Dr. Stuart Auld and colleagues at the University of Stirling in Scotland wanted to explore further. Auld is among the Faculty of Natural Sciences at the university. He said that this question is one of the oldest in evolutionary biology. What’s more, sex’s presence is pervasive in nature. “Sex explains the presence of the peacock’s tail, the stag’s antlers and the male bird of paradise’s elaborate dance,” Auld said.  

Organisms go through a lot to find a mate and reproduce sexually. How does it benefit them?

German evolutionary biologist August Weismann in 1886 proposed that sex was a way to hasten evolution. Beneficial mutations could be introduced quickly, while those which were harmful would be sloughed off. Sex also allows for different combinations of genes which can help organisms evolve rapidly to fit new situations. A theory, developed by Leigh Van Valen in the late 1980s, called the “Red Queen Hypothesis,” is now the prevailing one. This was taken from the character in Through the Looking Glass, more commonly known as Alice in Wonderland.

When Alice meets the Red Queen, she must take part in a bizarre chess game, where she runs as fast as she can in order to keep up with the other players. This constant running to maintain position is the theme the hypothesis adopts. Organisms react not only to the environment but each other. When one organism develops an adaptation that gives it an advantage, it affects its predator, and prey.

Lions for instance depend on the antelope population. Should antelope develop the ability to run faster through a rapid mutation, the lion population would come under pressure. Only when lions developed the ability to run faster or to pounce farther would a balance be struck. There exists a similar arms race between host organisms and their parasites. But since single cells organisms don’t live too long, pathogens must evolve rapidly or face extinction. Meanwhile, a host organism needs to evolve just as quickly to resist infection.
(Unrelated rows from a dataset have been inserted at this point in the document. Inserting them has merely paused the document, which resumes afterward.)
PR #1377, opened 2022-01-31
Adds module crud and module crud tests

mino323:
This pr adds module crud and module crud tests.


graphql/queryResolvers/moduleCrud.ts
```diff
@@ -0,0 +1,35 @@
...
+export const modules = async () => {
+  return prisma.module.findMany({
+    include: {
+      author: true
+    }
+  })
+}
+
+export const addModule = async (_parent: void, args: MutationAddModuleArgs) => {
+  //isAdminOrThrow(req) will add after, easier for testing
```
anthonykhoa, line 15: I am not understanding this. Why are we not using `isAdminOrThrow`, and instead have it commented out?

graphql/queryResolvers/moduleCrud.ts
```diff
@@ -0,0 +1,35 @@
+// import { Context } from '../../@types/helpers'
```
anthonykhoa, line 1: Remove this commented out line

graphql/queryResolvers/moduleCrud.ts
```diff
@@ -0,0 +1,35 @@
...
+  return prisma.module.findMany({
+    include: {
+      author: true
+    }
+  })
+}
+
+export const addModule = async (_parent: void, args: MutationAddModuleArgs) => {
+  //isAdminOrThrow(req) will add after, easier for testing
+  // const authorId = ctx.req.user?.id
```
anthonykhoa, line 16: Remove this commented line if its unneeded

graphql/queryResolvers/moduleCrud.ts
songz: @anthonykhoa is right, dont put testing code into production!

graphql/queryResolvers/moduleCrud.ts
```diff
@@ -0,0 +1,35 @@
...
+  })
+}
+
+export const deleteModule = async (
+  _parent: void,
+  args: MutationDeleteModuleArgs
+) => {
+  // isAdminOrThrow(req)
+  const { id } = args
+  if (!id) throw new Error('Missing parameter')
```
songz, line 32: question here, if you have marked `id` as required: https://github.com/garageScript/c0d3-app/pull/1354/files#diff-0776d3ad89186de849e067b2a7b9a9701408e7b983a6387c50819581ad6f8f9aR63

Do you still need that check?

anthonykhoa:
What are these changes for? What do we need module crud for?

graphql/queryResolvers/moduleCrud.ts
```diff
@@ -0,0 +1,29 @@
+import type { MutationDeleteModuleArgs, MutationAddModuleArgs } from '..'
+import prisma from '../../prisma'
+
+export const modules = async () => {
+  return prisma.module.findMany({
```
anthonykhoa, line 5: Hmm `findMany` should already return a promise, right? If that's the case, then it is redundant to make this function async

anthonykhoa: Actually, I think it'd be better to keep the function async, and then wrap the promise in a try/catch block
```
try {
  const allModules = await prisma.module.findMany(...)
} catch(err) {
  // SOME LOGGING
  // error handling logic
}
```

graphql/queryResolvers/moduleCrud.ts
```diff
@@ -0,0 +1,29 @@
...
+    }
+  })
+}
+
+export const addModule = async (_parent: void, args: MutationAddModuleArgs) => {
+  const { authorId, content, lessonId, name } = args
+  if (!authorId || !content || !name || !lessonId) {
+    throw new Error('Missing parameters')
+  }
+  return await prisma.module.create({
```
anthonykhoa, line 17: What if this results in error? We should wrap this in a try/catch block

graphql/queryResolvers/moduleCrud.ts
```diff
@@ -0,0 +1,29 @@
...
+    data: { authorId, content, lessonId, name }
+  })
+}
+
+export const deleteModule = async (
+  _parent: void,
+  args: MutationDeleteModuleArgs
+) => {
+  const { id } = args
+  await prisma.module.delete({ where: { id } })
```
anthonykhoa, line 27: We should wrap this in a try/catch block

graphql/queryResolvers/moduleCrud.ts
```diff
@@ -0,0 +1,29 @@
...
+  return prisma.module.findMany({
+    include: {
+      author: true
+    }
+  })
+}
+
+export const addModule = async (_parent: void, args: MutationAddModuleArgs) => {
+  const { authorId, content, lessonId, name } = args
+  if (!authorId || !content || !name || !lessonId) {
```
anthonykhoa, line 14: Are we only trying to check if all arguments are present, or instead are we checking if the arguments are not the correct value? For example, if I passed the `content` value as empty string(`''`), is that considered a missing parameter?

anthonykhoa: If you are only checking if all required arguments are present, you don't have to do that. Graphql takes care of that for you already -- if you marked in the typedefs that arguments are required for this resolver, then the graphql request will already return an error if a person does not include required arguments in their request.

graphql/queryResolvers/moduleCrud.ts
```diff
@@ -0,0 +1,29 @@
+import type { MutationDeleteModuleArgs, MutationAddModuleArgs } from '..'
+import prisma from '../../prisma'
+
+export const modules = async () => {
```
anthonykhoa, line 4: You should use typescript for all functions you declare so that you can define what they return

.env.example
```diff
@@ -1,34 +0,0 @@
-#
```
songz, line 1: please undo the deletion of this file. We don't want this file to be deleted

graphql/queryResolvers/moduleCrud.ts
songz: @anthonykhoa good point about `async.

also your sample code is wrong, `try/catch` does not work for promises. You would have to do:

```js
return prisma.module.findMany(...).catch(...)
```

We could return empty array on errors so we always guarantee returning an array:

```js
return prisma.module.findMany(...).catch( _e => return [])
```

graphql/queryResolvers/moduleCrud.ts
```diff
@@ -0,0 +1,30 @@
...
+  return prisma.module.findMany({
+    include: {
+      author: true,
+      lesson: true
+    }
+  })
+}
+
+export const addModule = async (_parent: void, args: MutationAddModuleArgs) => {
+  const { authorId, content, lessonId, name } = args
```
songz, line 14: we shouldn't have `authorId` be passed in, it should be retrieved from the cookie.

graphql/queryResolvers/moduleCrud.ts
songz: if this returns an error the front end will get an error, which could render a message. What do you suggest we do in the `catch` @anthonykhoa ?

graphql/queryResolvers/moduleCrud.ts
songz: what do you suggest we do in the `catch` block @anthonykhoa ?

graphql/queryResolvers/moduleCrud.ts
anthonykhoa: Ah i see that makes sense. In this case I think we should only log the error then.
Something that tells us creation of module failed, for example `MODULE_CREATION_FAILED_ARGS:${JSON.stringify(args)}`

anthonykhoa: Hmm wait hold on

graphql/queryResolvers/moduleCrud.ts
anthonykhoa: Log the error. Incase anything goes wrong, logs would be helpful in issue triaging.

graphql/queryResolvers/moduleCrud.ts
anthonykhoa: Ah good idea. returning empty array is appropriate for this scenario.

graphql/queryResolvers/moduleCrud.ts
anthonykhoa: If we don't want to return an error to the frontend, I guess we can return some default value like `{}`.

But I think we should throw the error. And then we handle the error from the frontend too. If there is an error thrown in this resolver, we can have error notifications popup on the screen saying something like `Module Creation Failed`.

graphql/queryResolvers/moduleCrud.ts
anthonykhoa: @mino323 See comment thread on the `createModule` function for the discussion about error handling

graphql/queryResolvers/moduleCrud.ts
anthonykhoa: Is authorId the same as userId?
If we can assume the user will always be logged in when calling this resolver, and if `authorId=userId`, then we actually have it in `req.session` already:
https://github.com/garageScript/c0d3-app/blob/4b140cb4926a4c92ffcbc782a972e44b64185fc2/helpers/controllers/passwordController.ts#L101

If we can't assume the user will be logged on while making a request so this resolver, then

anthonykhoa: If authorId=userId, then we set in in `req.session` already
https://github.com/garageScript/c0d3-app/blob/4b140cb4926a4c92ffcbc782a972e44b64185fc2/helpers/controllers/authController.ts#L54

anthonykhoa: Hmm I don't think authorId=userId, so that probably won't work.

anthonykhoa:
Is it a requirement that user MUST be logged in order to do these crud operations for modules? If so, then we should include a check to make sure users are logged in these resolvers

graphql/queryResolvers/moduleCrud.ts
anthonykhoa: Apollo already provides `onError` options with their useMutation and useQuery hooks. 
https://www.apollographql.com/docs/react/data/error-handling/

PR #1398, opened 2022-02-02
Fix Challenge description sluggishness

### LINKED ISSUE #1395: Fix Challenge description accordion sluggishness
It's sluggish because it moves all the elements below it. One tried solution is to make it absolute and the container that has it and `diffView` - relative.

flacial:
Close #1395 

The accordion is sluggish because when it opens, it pushes all the elements below it. The solution in this PR is to make it absolute and set its `z-index` to a high value.

Before:

https://user-images.githubusercontent.com/35906419/152234797-7134582c-bd2c-426e-abf3-0a7b2cf4537a.mp4

After:

https://user-images.githubusercontent.com/35906419/152234802-01538bae-b197-427a-94b4-e615a30d81ac.mp4

### DIFF
--- a/components/ReviewCard.test.js
+++ b/components/ReviewCard.test.js
@@ -334,4 +334,21 @@ describe('ReviewCard Component', () => {
       )
     ).toBeVisible()
   })
+  test('Should render Accordion with shadow when Accordion header is clicked', () => {
+    const { container, getByText } = render(
+      <MockedProvider mocks={mocks} addTypeName={false}>
+        <ReviewCard
+          submissionData={submissionData}
+          session={dummySessionData}
+        />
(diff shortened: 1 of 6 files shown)


songz (approved):

components/ReviewCard.test.js
```diff
@@ -334,4 +334,21 @@ describe('ReviewCard Component', () => {
       )
     ).toBeVisible()
   })
+  test('Should render Accordion with shadow when Accordion header is clicked', () => {
```
songz, line 337: description should match the tests: `Accordion should be visible when accordion header is clicked`

SahilKalra98 (approved):

PR #1404, opened 2022-02-03
Fixes StoryBook errors

### LINKED ISSUE #1374: Broken Storybook
Example link: https://deploy-preview-1372--youthful-thompson-448332.netlify.app/?path=/story/components-reviewcard--active-card
Screen Shot 2022-01-30 at 1 33 16 AM

SahilKalra98:
Closes #1374 

**Problem**

The getPreviousSubmissions query was not provided in the mocks and that is the reason it displayed a query error. You can see the error [here](https://deploy-preview-1372--youthful-thompson-448332.netlify.app/?path=/story/components-reviewcard--active-card)

**Solution**
I mocked the getPreviousSubmissions query and added to the mocks array which was able to fix the problem. [This](https://medium.com/@emmanuellaaninye/errors-when-testing-apollo-graphql-in-react-no-more-mocked-responses-for-the-query-fe1b54756491) helped me solve the problem and lists several different reasons why this error might come up

**Issues**
After Solving the problem, I was expecting the SelectIteration component to render as well but it didn't.

Expected:
image

Received:
image

Also while looking at the different states of ReviewCard I noticed some of them didn't match the state that it was named. An example was ReviewCard with Long Comment but when I checked the storybook, the comment was not rendered. I checked the mock queries and responses and they seem to match up so I wasn't sure what the problem could be. Here is an example:

image

I would appreciate some feedback! I will label it a WIP in the meantime.

### DIFF
--- a/stories/components/ReviewCard.stories.tsx
+++ b/stories/components/ReviewCard.stories.tsx
@@ -8,47 +8,12 @@ export default {
 import { MockedProvider } from '@apollo/client/testing'
 import ACCEPT_SUBMISSION from '../../graphql/queries/acceptSubmission'
 import REJECT_SUBMISSION from '../../graphql/queries/rejectSubmission'
+import GET_PREVIOUS_SUBMISSIONS from '../../graphql/queries/getPreviousSubmissions'
 import { SubmissionStatus } from '../../graphql'
-const mocks = [
-  {
-    request: {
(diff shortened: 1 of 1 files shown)


songz (approved):

Cijin (approved):

flacial (approved):

songz:
good seeing you again @Cijin !

PR #46, opened 2020-10-26
Move `manifest::Container` to a new, buffer-free API

mcy:
This change lays the groundwork for doing "non-buffering" manifest operations, and, eventually, manifest activation.

Manifests are expected to live off-device, and expecting to be able to buffer all of a manifest at any given time is too stringent of a requirement. In a followup, we will expand this support to the FPM.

The water flea is one of those rare species which reproduces both sexually and asexually.

To hasten evolution, the right combination of genes is required. So the more combinations an organism has access to, the better its chances. Though a strong theory, it’s been difficult to test. After all, how do you compare those organisms who reproduce sexually to those who don’t? Auld and colleagues found a way.

Published in the journal Royal Society Proceedings B, researchers found that at the time when sexual reproduction came on the scene, “parasites adapted to infect the previous generations.” Therefore, reproducing sexually meant seriously undermining the parasites’ ability to cause infection. Auld and colleagues selected the water flea, a bizarre creature which reproduces both sexually and asexually. Just a few others organisms do, such as yeast and the snail.

The water fleas used in this experiment were collected from the natural environment, as were their bacterial parasites. After a period, researchers gathered female water flea offspring who were produced either sexually or through cloning. Under controlled conditions, they exposed the offspring to the parasites. Those who reproduced sexually were twice as resistant to infection, researchers found. According to Dr. Auld, these findings suggest that, “The ever-present need to evade disease can explain why sex persists in the natural world in spite of the costs.”